- Description of the task: All that should come back is the lines of the data below from the one containing "ext-air-conditioner" to the one containing "I'm providing an", inclusive, exactly as they stand.

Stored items
··········

PR #420, opened 2022-01-25
Add definitions files for new entity type ext-maxdb.

edyu002:
### Relevant information

Add definition files for new entity type ext-maxdb. Maxdb is a type of database SAP uses.

### Checklist

* [x ] The value of the attribute marked as `identifier` will be unique and valid. 
 explanation above.

### DIFF
--- a/definitions/ext-maxdb/dashboard.json
+++ b/definitions/ext-maxdb/dashboard.json
@@ -1,5 +1,5 @@
 {
-  "name": "E-MAXDB",
+  "name": "EXT-MAXDB",
   "description": null,
   "pages": [
     {
--- a/definitions/ext-maxdb/dashboard.json
+++ b/definitions/ext-maxdb/dashboard.json
@@ -1,0 +1,119 @@
+{
+  "name": "E-MAXDB",
+  "description": null,
+  "pages": [
+    {
+      "name": "RFC",
+      "description": null,
+      "widgets": [
+        {
+          "visualization": {
+            "id": "viz.line"
+          },
+          "layout": {
+            "column": 1,
+            "row": 1,
+            "height": 3,
+            "width": 6
+          },
+          "title": "Trend - DB Data Space Usage %",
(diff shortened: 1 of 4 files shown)


entityBot (approved):

definitions/ext-maxdb/dashboard.json
```diff
@@ -0,0 +1,119 @@
+{
+  "name": "E-MAXDB",
```
naxhh, line 2:
```suggestion
  "name": "EXT-MAXDB",
```

definitions/ext-maxdb/definition.yml
```diff
@@ -0,0 +1,29 @@
+domain: EXT
+type: MAXDB
```
naxhh, line 2: should we prefix this with sap to keep consistent or there is a reason to not do that?

naxhh (approved):

definitions/ext-maxdb/definition.yml
edyu002: Maxdb is a database. During the discussion with the entity-platform team, it is indicated to us that it is better to keep the database entity type generic, such as reusing the existing  ext-db2 type if we can. So we are proposing the new DB entity types such as EXT_MAXDB, EXT-HANADB, EXT-ORACLE, and EXT-SQLSERVER.  Ext-MAXDB is the first one being generated, the rest will come later when we have customers using those databases.

definitions/ext-maxdb/dashboard.json
edyu002: Good catch. I'll try to make the dashboard name to be consistent with the entity type.

hredondo (approved):

definitions/ext-maxdb/definition.yml
naxhh: sounds great!

entityBot (approved):

PR #436, opened 2022-02-07
Add NPM Entities

Mesverrum:
### Relevant information

Created new entities for the following NPM objects:
ext-air-conditioner
ext-ipam
ext-web-gateway

Updated the following pre-existing NPM entities:
ext-kentik-default
ext-load_balancer
ext-nas
ext-wireless_controller

### Checklist

* [x] I've read the guidelines and understand the acceptance criteria.
* [x] The value of the attribute marked as `identifier` will be unique and valid. 
* [x] I've confirmed that my entity type wasn't already defined. If it is I'm providing an
 explanation above.

PR #437, opened 2022-02-09
fix/kentik entity dashboards

thezackm:
### Relevant information

Dashboard fixes applied to items from PR #436 

### Checklist

 explanation above.

### DIFF
--- a/definitions/ext-air_conditioner/liebert-dashboard.json
+++ b/definitions/ext-air_conditioner/liebert-dashboard.json
@@ -18,11 +18,17 @@
             },
             "title": "Summary",
             "rawConfiguration": {
-              "dataFormatters": [],
+              "dataFormatters": [
+                {
+                  "name": "Uptime (Days)",
+                  "precision": 2,
+                  "type": "decimal"
+                }
+                ],
               "nrqlQueries": [
                 {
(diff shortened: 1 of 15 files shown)


entityBot (approved):

danipl (approved):

naxhh (approved):
we probably want to double check that data formatter works since i think we have never used them (they should work afaik)

thezackm:
> we probably want to double check that data formatter works since i think we have never used them (they should work afaik)

good eye 😉 

I've used them with the dashboards API a lot so they're good there; and I can see them on a few existing entity dashboards like the [ext-deeper_connect](https://github.com/newrelic/entity-definitions/blob/02df6bd0ec33f0ba98e1047a5368b17525621bc3/definitions/ext-deeper_connect/dashboard.json#L206-L227) and [ext-host](https://github.com/newrelic/entity-definitions/blob/02df6bd0ec33f0ba98e1047a5368b17525621bc3/definitions/ext-host/flex-dashboard.json#L143-L169), along with some of the pre-existing entities in the network space.

naxhh:
@thezackm great! i had this idea that this was a new thing but happy to be corrected 🎉

PR #448, opened 2022-02-15
Storage Entity Types

khpeet:
### Relevant information

Adding entity definitions for the following storage types - all telemetry is emitted via custom Flex configurations that is unique to a single NR account.

- Dell Compellent
- DellEMC Isilon
- Pure
- Dell RecoverPoint (RPA)
- Synology
- DellEMC VMAX
- DellEMC VNX
- DellEMC VPLEX
- DellEMC XtremIO

### Checklist

 explanation above.


definitions/ext-dell_compellent/definition.yml
```diff
@@ -0,0 +1,39 @@
...
+type: DELL_COMPELLENT
+
+synthesis:
+  name: clusterCI
+  identifier: clusterCI
+  encodeIdentifierInGUID: true
+  conditions:
+  - attribute: eventType
+    prefix: compellent_
+  - attribute: clusterCI
```
naxhh, line 11: We already check that the attribute for the name or the indetifier exists in the data points so this condition is not needed

definitions/ext-dell_compellent/summary_metrics.yml
```diff
@@ -0,0 +1,7 @@
+diskCount:
```
naxhh, line 1: As we said in the previous PR can you use the golden metrics her too? that will make the migration much easier for everyone.

definitions/ext-dell_compellent/golden_metrics.yml
```diff
@@ -0,0 +1,24 @@
...
+failedDriveCount:
+  title: Failed Drive Occurences
+  unit: COUNT
+  query:
+    select: count(status_code) as 'Drive Failures'
+    from: compellent_disks
+    where: status = 'Down'
+  displayAsValue: true
+
+usedCapacityPercent:
```
naxhh, line 18: this will be the name to query by, for example:

`select newrelic.goldenmentric.ext.dell_compellent.usedCapacityPercent FROM Metric` not sure if we want to go with that or without the percent part

naxhh (commented):
Comments apply for all the new types.

Looking at this PR's I still think this should be one entityType (most probably ext-nas) with golden metrics like cpu, ram & usedCapacity

Edit: we are moving forward with this but please first address the feedback

naxhh:
we would need the sla signed with the 2nd user too

definitions/ext-dell_compellent/golden_metrics.yml
khpeet: thats fine

definitions/ext-dell_compellent/summary_metrics.yml
khpeet: done

entityBot (approved):

definitions/ext-dell_compellent/definition.yml
khpeet: removed second condition from all definitions

khpeet:
> 

I've signed with both - though it's unnecessary since both GH users are me. I've merged PRs before without having to sign both.

naxhh:
```
../definitions/ext-dell_compellent/summary_metrics.yml invalid
[
  {
    "instancePath": "/failedDriveCount/query",
    "schemaPath": "#/definitions/query/required",
    "keyword": "required",
    "params": {
      "missingProperty": "eventId"
    },
    "message": "must have required property 'eventId'"
  }
]
```

entityBot (approved):

khpeet:
image

naxhh (approved):

apoloa (approved):

entityBot (approved):

PR #465, opened 2022-02-25
Add some Azure entity synthesis rules

morecar:
### Relevant information

Adding some synthesis rules for 3 Azure resourceTypes

### Checklist

 explanation above.

### DIFF
--- a/definitions/infra-azureapimanagementservice/definition.yml
+++ b/definitions/infra-azureapimanagementservice/definition.yml
@@ -8,3 +8,11 @@ goldenTags:
 configuration:
   entityExpirationTime: DAILY
   alertable: true
+synthesis:
+  rules:
+  - identifier: azure.resourceId
+    name: displayName
+    encodeIdentifierInGUID: true
+    conditions:
+    - attribute: azure.resourceType
+      value: Microsoft.ApiManagement/service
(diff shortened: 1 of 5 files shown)


entityBot (approved):

definitions/infra-azureapimanagementservice/definition.yml
```diff
@@ -8,3 +8,11 @@ goldenTags:
 configuration:
   entityExpirationTime: DAILY
   alertable: true
+synthesis:
+  rules:
+  - identifier: azure.resourceId
```
naxhh, line 13: Just for my knowledge. what kind of values we get here? similar to aws arn's?

naxhh (approved):

definitions/infra-azureapimanagementservice/definition.yml
morecar: It-s unique like an ARN, but it's built more like the path in a file system, with slashes. The structure is something like:
```
/subscriptions/{subscriptionId}/resourceGroups/{resourceGroupName}/providers/Microsoft.{serviceName}/{resourceType}/{resourceName}
```

form that, the substring `Microsoft.{serviceName}/{resourceType}` would be your `resourceType`.

entityBot (approved):

apoloa (approved):

entityBot (approved):

PR #484, opened 2022-03-11
fix: add entity.guid to widget

Mesverrum:
### Relevant information

Added required for the entity.guid filtering that gets applied when viewing a specific entity

### Checklist

 explanation above.

### DIFF
--- a/definitions/ext-kentik_default/dashboard.json
+++ b/definitions/ext-kentik_default/dashboard.json
@@ -314,7 +314,7 @@
 			  "nrqlQueries": [
 				{
 				  "accountId": 0,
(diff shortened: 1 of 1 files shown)


entityBot (approved):

naxhh (approved):
I just noticed this is using a query inside a query  :\

Our very straightforward filtering doesn't take that into account and hence you need to provide a facet (since the inner query will return a bunch of entities) and later filter the one you actually want.

is that what is going on here?

Mesverrum:
> 

Yes exactly, the purpose is to draw attention to volumes that have high utilization

entityBot (approved):

PR #492, opened 2022-03-17
fix: update netapp instrumentation.name and cleanup SM and GM

thezackm:
### Relevant information

* Corrected a typo on the `instrumenation.name` for NetApp clusters
* Removed deprecated tab from SM
* Removed memory util from SM and GM as it's not a standard metric across NAS devices
* Updated CPU util in SM and GM to add the NetApp clusters

### Checklist

 explanation above.

### DIFF
--- a/definitions/ext-nas/golden_metrics.yml
+++ b/definitions/ext-nas/golden_metrics.yml
@@ -1,16 +1,12 @@
-# Tested on Netgear ReadyNAS
 cpuUtilization:
-  title: CPU Utilization (%)
+  title: CPU
   unit: PERCENTAGE
-  query:
-    select: average(kentik.snmp.CPU)
-    from: Metric
-    where: "provider = 'kentik-nas'"
-
-memoryUtilization:
-  title: Memory Utilization (%)
-  unit: PERCENTAGE
-  query:
-    select: average(kentik.snmp.MemoryUtilization)
-    from: Metric
-    where: "provider = 'kentik-nas'"
+  queries:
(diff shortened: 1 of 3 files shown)


entityBot (approved):

definitions/ext-nas/golden_metrics.yml
```diff
@@ -1,16 +1,12 @@
...
-  unit: PERCENTAGE
-  query:
-    select: average(kentik.snmp.MemoryUtilization)
-    from: Metric
-    where: "provider = 'kentik-nas'"
+  queries:
+    kentik/readynas:
+      select: 100 - latest(kentik.snmp.ssCpuIdle)
+      from: Metric
+      where: "provider = 'kentik-nas' AND SysObjectID = '.1.3.6.1.4.1.4526.100.16'"
```
otaviocarvalho, line 8: They always have the same SysObjectID?

otaviocarvalho (approved):

hredondo (approved):

definitions/ext-nas/golden_metrics.yml
hredondo: We'll merge once confirmed!

thezackm: The Netgear ReadyNas do, that's been in the definition since day 1. We need to refactor this but we don't have any customers sending us this data to test against right now unfortunately so it's best to leave it as is IMO.

PR #496, opened 2022-03-23
feat: add additional tags and event type to EXT-HOST

Kav91:
### Relevant information

Adds additional event type and tags to the EXT-HOST synthesis.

··········

- Completed exercise:
ext-air-conditioner
ext-ipam
ext-web-gateway

Updated the following pre-existing NPM entities:
ext-kentik-default
ext-load_balancer
ext-nas
ext-wireless_controller

### Checklist

* [x] I've read the guidelines and understand the acceptance criteria.
* [x] The value of the attribute marked as `identifier` will be unique and valid. 
* [x] I've confirmed that my entity type wasn't already defined. If it is I'm providing an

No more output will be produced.